● **TASK STATEMENT**
Go through the data below and retype all of it exactly.

(Collected data)
——————————

PR #3204, opened 2019-09-25
Fix physgrid issues with PE layout and aqua restarts

whannah1:
This fixes an issues where aqua planet cases were crashing on restart due to not correctly setting the topography to zero. Instead the realistic topography was added on restart, which caused the run to crash. This PR resolves this issue by explicitly resetting the topography to zero when restarting a physgrid run.
 
This also fixes an issue running certain physgrid configurations, such as ne4pg2, because the default NTASK was set higher than the number of physics columns. To get the physgrid specification to match correctly in config_pesall.xml an underscore was to be added to other grid query strings. This should not affect non-physgrid cases. The underscore is used because it always separates the atmosphere grid from the other grids. For example, A typical ne4 grid string is
a%ne4np4_l%ne4np4_oi%ne4np4_r%null_g%null_w%null_z%null_m%oQU240
But the string for ne4pg2 is
a%ne4np4.pg2_l%ne4np4_oi%ne4np4_r%null_g%null_w%null_z%null_m%oQU240
so in order to differentiate the grids we use "ne4np4_" and "ne4np4.pg2" to get different default PE layouts. Using "ne4np4" without the underscore leads to an error when running physgrid cases.

After some discussion we decided to also include a change to the default physgrid mapping algorithm to use the high-order option. This will make all pg2 tests non-BFB.

[BFB] except for SMS_Ln5.ne4pg2_ne4pg2.FC5AV1C-L

PR #3251, opened 2019-10-23
Change se_fv_phys_remap_alg default to 1

whannah1:
This changes the default physgrid mapping algorithm to the higher order version, which has proven to produce more realistic results.

[BFB] except for pg2 tests that do not use theta dycor option

### DIFF
--- a/components/cam/bld/namelist_files/namelist_defaults_cam.xml
+++ b/components/cam/bld/namelist_files/namelist_defaults_cam.xml
@@ -1572,7 +1572,7 @@
 <semi_lagrange_cdr_check> .false. </semi_lagrange_cdr_check>
 <semi_lagrange_nearest_point_lev> 0 </semi_lagrange_nearest_point_lev>
 
-<se_fv_phys_remap_alg> 0 </se_fv_phys_remap_alg>
+<se_fv_phys_remap_alg> 1 </se_fv_phys_remap_alg>
 
 <!-- ================================================================== -->
 <!-- Defaults for driver namelist seq_infodata_inparm                   -->


wlin7:
@whannah1 , this change  will not impact the common tests that are built with NGP=0. Which nightly test is expected to diff and to watch for? Tests like SMS_Ln5.ne4pg2_ne4pg2.FC5AV1C-L.sandiatoss3_intel.cam-thetahy_pg2?

whannah1:
@wlin7 I'm pretty sure the theta tests already use the high-order mapping option, but any other pg2 test will diff. The tests with np4 should be unaffected.

wlin7:
Thanks @whannah1 . Can you add these to the PR message? Not going to merge this today as there is another nonbfb going in.

wlin7:
Merged to next.  SMS_Ln5.ne4pg2_ne4pg2.FC5AV1C-L test on compy, sandiatoss3 and melvin are expected to diff, both in NML and simulation results

wlin7:
SMS_Ln5.ne4pg2_ne4pg2.FC5AV1C-L test on compy, sandiatoss3 and melvin are not affected. The parameter se_fv_phys_remap_alg is not involved. 

@whannah1 , is this actually expected? I thought these are the pg2 tests that would see DIFF.

ambrad:
In components/homme/src/share/control_mod.F90:201, set
```
    integer, public :: se_fv_phys_remap_alg = 1
```

whannah1:
Closing this and moving the changes to the branch for PR #3204 because this is needed to get passing pg2 tests.

PR #3259, opened 2019-10-28
Updates MPP to fix error on Melvin

bishtgautam:
Corrects a `#endif` statement to avoid compiler error on Melvin.

[BFB]


oksanaguba:
Why did the test pass today?

jqyin:
Merged #3259

PR #3263, opened 2019-10-29
Update mpas-source, COMPASS python scripts

mark-petersen:
This PR brings in a new mpas-source submodule that only contains an update to the MPAS-Ocean internal COMPASS testing suite. It is not used by E3SM and should have no impact.

[BFB]


jonbob:
merged to next

jonbob:
merged to master

PR #3264, opened 2019-10-29
Add (or re-add) support for NLDAS configurations

jonbob:
This PR adds support for NLDAS configurations, for use mostly by MOSART developers. There are new compsets, as well as support for an NLDAS_NLDAS grid. The new compsets are:
* INLDASCNPECACNTBC
  (2000_DATM%NLDAS_CLM45%CNPECACNTBC_SICE_SOCN_MOSART_SGLC_SWAV)
* IM20TRNLDASCNPECACNTBC
  (20TR_DATM%NLDAS_CLM45%CNPECACNTBC_SICE_SOCN_MOSART_SGLC_SWAV)
* RM
  (2000_SATM_DLND%LCLMR_SICE_SOCN_MOSART_SGLC_SWAV)
There are new modes added to both datm and dlnd in support of these configurations.

Not clear if this should be added to automated testing suite 

[BFB] for all current tests

### DIFF
--- a/components/mosart/cime_config/config_compsets.xml
+++ b/components/mosart/cime_config/config_compsets.xml
@@ -10,7 +10,7 @@
   <!---MOSART RM compsets -->
 
   <compset>
-    <alias>RM</alias>
+    <alias>RMOSARTNLDAS</alias>
     <lname>2000_SATM_DLND%LCLMR_SICE_SOCN_MOSART_SGLC_SWAV</lname>
   </compset>
 
--- a/components/mosart/cime_config/config_compsets.xml
+++ b/components/mosart/cime_config/config_compsets.xml
@@ -1,0 +1,17 @@
+<?xml version="1.0"?>
+
+<compsets>
+
+  <help>
+  Compset format is explained in cime/config/e3sm/allactive/config_compsets.xml
+  or in the CIME documenation
+  </help>
+
+  <!---MOSART RM compsets -->
+
+  <compset>
+    <alias>RM</alias>
+    <lname>2000_SATM_DLND%LCLMR_SICE_SOCN_MOSART_SGLC_SWAV</lname>
+  </compset>
+
+</compsets>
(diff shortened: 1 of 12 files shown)


tanzeli1982:
@jonbob, I have only one minor comment. I noticed that there already exist NLDAS2 and CLMNLDAS2 in the code. Have they had any use? Must we keep both?

jonbob:
@tanzeli1982 - CESM must have added the NLDAS2 support to CIME, and since we share CIME I think we have to keep both. I looked at NLDAS2 and it seems more complicated than the version you want -- do you know anything about it?

components/mosart/cime_config/config_compsets.xml
```diff
@@ -0,0 +1,17 @@
...
+
+  <help>
+  Compset format is explained in cime/config/e3sm/allactive/config_compsets.xml
+  or in the CIME documenation
+  </help>
+
+  <!---MOSART RM compsets -->
+
+  <compset>
+    <alias>RM</alias>
```
hydrotian: How about we change this alias to something more conventional? For example "RMOSARTNLDAS" - "R" for River case, "MOSART" for the model name, and "NLDAS" for the grid?

jonbob:
@tanzeli1982 - I don't think I have an fsurdat file for the IM20TRNLDASCNPECACNTBC compset, just the year 2000 one.

tanzeli1982:
> @tanzeli1982 - I don't think I have an fsurdat file for the IM20TRNLDASCNPECACNTBC compset, just the year 2000 one.

That file should work.

components/mosart/cime_config/config_compsets.xml
tanzeli1982: > I'm fine with the current ones but I will let Zeli decide.

I am fine with the current one too.

jonbob:
merged to next

jonbob:
merged to master

hydrotian:
@jonbob Thanks!

tanzeli1982:
@jonbob Thanks a lot.

hydrotian:
@jonbob I was trying to use RMOSARTNLDAS compset on current master but got error message like
```
 4:  (shr_strdata_init)  ERROR: dmodel_domain_fracname_from_stream
 4:  can only be provided when taking the data model domain
 4:  from the domain of the first stream
 4:  (i.e., when the domain file is null).
```
Any idea? Thanks!

jonbob:
@hydrotian - can you please tell me exactly what case you were trying to run? Especially the grid resolution?

hydrotian:
@jonbob I was creating a new case using
```
--res NLDAS_NLDAS --compset RMOSARTNLDAS
```

jonbob:
@hydrotian - thanks. I'm getting the same error. Let me see what I can figure out....

rljacob:
Guess these should have been added to the test suite?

——————————

● **EXPECTED ANSWER**
PR #3204, opened 2019-09-25
Fix physgrid issues with PE layout and aqua restarts

whannah1:
This fixes an issues where aqua planet cases were crashing on restart due to not correctly setting the topography to zero. Instead the realistic topography was added on restart, which caused the run to crash. This PR resolves this issue by explicitly resetting the topography to zero when restarting a physgrid run.
 
This also fixes an issue running certain physgrid configurations, such as ne4pg2, because the default NTASK was set higher than the number of physics columns. To get the physgrid specification to match correctly in config_pesall.xml an underscore was to be added to other grid query strings. This should not affect non-physgrid cases. The underscore is used because it always separates the atmosphere grid from the other grids. For example, A typical ne4 grid string is
a%ne4np4_l%ne4np4_oi%ne4np4_r%null_g%null_w%null_z%null_m%oQU240
But the string for ne4pg2 is
a%ne4np4.pg2_l%ne4np4_oi%ne4np4_r%null_g%null_w%null_z%null_m%oQU240
so in order to differentiate the grids we use "ne4np4_" and "ne4np4.pg2" to get different default PE layouts. Using "ne4np4" without the underscore leads to an error when running physgrid cases.

After some discussion we decided to also include a change to the default physgrid mapping algorithm to use the high-order option. This will make all pg2 tests non-BFB.

[BFB] except for SMS_Ln5.ne4pg2_ne4pg2.FC5AV1C-L

PR #3251, opened 2019-10-23
Change se_fv_phys_remap_alg default to 1

whannah1:
This changes the default physgrid mapping algorithm to the higher order version, which has proven to produce more realistic results.

[BFB] except for pg2 tests that do not use theta dycor option

### DIFF
--- a/components/cam/bld/namelist_files/namelist_defaults_cam.xml
+++ b/components/cam/bld/namelist_files/namelist_defaults_cam.xml
@@ -1572,7 +1572,7 @@
 <semi_lagrange_cdr_check> .false. </semi_lagrange_cdr_check>
 <semi_lagrange_nearest_point_lev> 0 </semi_lagrange_nearest_point_lev>
 
-<se_fv_phys_remap_alg> 0 </se_fv_phys_remap_alg>
+<se_fv_phys_remap_alg> 1 </se_fv_phys_remap_alg>
 
 <!-- ================================================================== -->
 <!-- Defaults for driver namelist seq_infodata_inparm                   -->


wlin7:
@whannah1 , this change  will not impact the common tests that are built with NGP=0. Which nightly test is expected to diff and to watch for? Tests like SMS_Ln5.ne4pg2_ne4pg2.FC5AV1C-L.sandiatoss3_intel.cam-thetahy_pg2?

whannah1:
@wlin7 I'm pretty sure the theta tests already use the high-order mapping option, but any other pg2 test will diff. The tests with np4 should be unaffected.

wlin7:
Thanks @whannah1 . Can you add these to the PR message? Not going to merge this today as there is another nonbfb going in.

wlin7:
Merged to next.  SMS_Ln5.ne4pg2_ne4pg2.FC5AV1C-L test on compy, sandiatoss3 and melvin are expected to diff, both in NML and simulation results

wlin7:
SMS_Ln5.ne4pg2_ne4pg2.FC5AV1C-L test on compy, sandiatoss3 and melvin are not affected. The parameter se_fv_phys_remap_alg is not involved. 

@whannah1 , is this actually expected? I thought these are the pg2 tests that would see DIFF.

ambrad:
In components/homme/src/share/control_mod.F90:201, set
```
    integer, public :: se_fv_phys_remap_alg = 1
```

whannah1:
Closing this and moving the changes to the branch for PR #3204 because this is needed to get passing pg2 tests.

PR #3259, opened 2019-10-28
Updates MPP to fix error on Melvin

bishtgautam:
Corrects a `#endif` statement to avoid compiler error on Melvin.

[BFB]


oksanaguba:
Why did the test pass today?

jqyin:
Merged #3259

PR #3263, opened 2019-10-29
Update mpas-source, COMPASS python scripts

mark-petersen:
This PR brings in a new mpas-source submodule that only contains an update to the MPAS-Ocean internal COMPASS testing suite. It is not used by E3SM and should have no impact.

[BFB]


jonbob:
merged to next

jonbob:
merged to master

PR #3264, opened 2019-10-29
Add (or re-add) support for NLDAS configurations

jonbob:
This PR adds support for NLDAS configurations, for use mostly by MOSART developers. There are new compsets, as well as support for an NLDAS_NLDAS grid. The new compsets are:
* INLDASCNPECACNTBC
  (2000_DATM%NLDAS_CLM45%CNPECACNTBC_SICE_SOCN_MOSART_SGLC_SWAV)
* IM20TRNLDASCNPECACNTBC
  (20TR_DATM%NLDAS_CLM45%CNPECACNTBC_SICE_SOCN_MOSART_SGLC_SWAV)
* RM
  (2000_SATM_DLND%LCLMR_SICE_SOCN_MOSART_SGLC_SWAV)
There are new modes added to both datm and dlnd in support of these configurations.

Not clear if this should be added to automated testing suite 

[BFB] for all current tests

### DIFF
--- a/components/mosart/cime_config/config_compsets.xml
+++ b/components/mosart/cime_config/config_compsets.xml
@@ -10,7 +10,7 @@
   <!---MOSART RM compsets -->
 
   <compset>
-    <alias>RM</alias>
+    <alias>RMOSARTNLDAS</alias>
     <lname>2000_SATM_DLND%LCLMR_SICE_SOCN_MOSART_SGLC_SWAV</lname>
   </compset>
 
--- a/components/mosart/cime_config/config_compsets.xml
+++ b/components/mosart/cime_config/config_compsets.xml
@@ -1,0 +1,17 @@
+<?xml version="1.0"?>
+
+<compsets>
+
+  <help>
+  Compset format is explained in cime/config/e3sm/allactive/config_compsets.xml
+  or in the CIME documenation
+  </help>
+
+  <!---MOSART RM compsets -->
+
+  <compset>
+    <alias>RM</alias>
+    <lname>2000_SATM_DLND%LCLMR_SICE_SOCN_MOSART_SGLC_SWAV</lname>
+  </compset>
+
+</compsets>
(diff shortened: 1 of 12 files shown)


tanzeli1982:
@jonbob, I have only one minor comment. I noticed that there already exist NLDAS2 and CLMNLDAS2 in the code. Have they had any use? Must we keep both?

jonbob:
@tanzeli1982 - CESM must have added the NLDAS2 support to CIME, and since we share CIME I think we have to keep both. I looked at NLDAS2 and it seems more complicated than the version you want -- do you know anything about it?

components/mosart/cime_config/config_compsets.xml
```diff
@@ -0,0 +1,17 @@
...
+
+  <help>
+  Compset format is explained in cime/config/e3sm/allactive/config_compsets.xml
+  or in the CIME documenation
+  </help>
+
+  <!---MOSART RM compsets -->
+
+  <compset>
+    <alias>RM</alias>
```
hydrotian: How about we change this alias to something more conventional? For example "RMOSARTNLDAS" - "R" for River case, "MOSART" for the model name, and "NLDAS" for the grid?

jonbob:
@tanzeli1982 - I don't think I have an fsurdat file for the IM20TRNLDASCNPECACNTBC compset, just the year 2000 one.

tanzeli1982:
> @tanzeli1982 - I don't think I have an fsurdat file for the IM20TRNLDASCNPECACNTBC compset, just the year 2000 one.

That file should work.

components/mosart/cime_config/config_compsets.xml
tanzeli1982: > I'm fine with the current ones but I will let Zeli decide.

I am fine with the current one too.

jonbob:
merged to next

jonbob:
merged to master

hydrotian:
@jonbob Thanks!

tanzeli1982:
@jonbob Thanks a lot.

hydrotian:
@jonbob I was trying to use RMOSARTNLDAS compset on current master but got error message like
```
 4:  (shr_strdata_init)  ERROR: dmodel_domain_fracname_from_stream
 4:  can only be provided when taking the data model domain
 4:  from the domain of the first stream
 4:  (i.e., when the domain file is null).
```
Any idea? Thanks!

jonbob:
@hydrotian - can you please tell me exactly what case you were trying to run? Especially the grid resolution?

hydrotian:
@jonbob I was creating a new case using
```
--res NLDAS_NLDAS --compset RMOSARTNLDAS
```

jonbob:
@hydrotian - thanks. I'm getting the same error. Let me see what I can figure out....

rljacob:
Guess these should have been added to the test suite?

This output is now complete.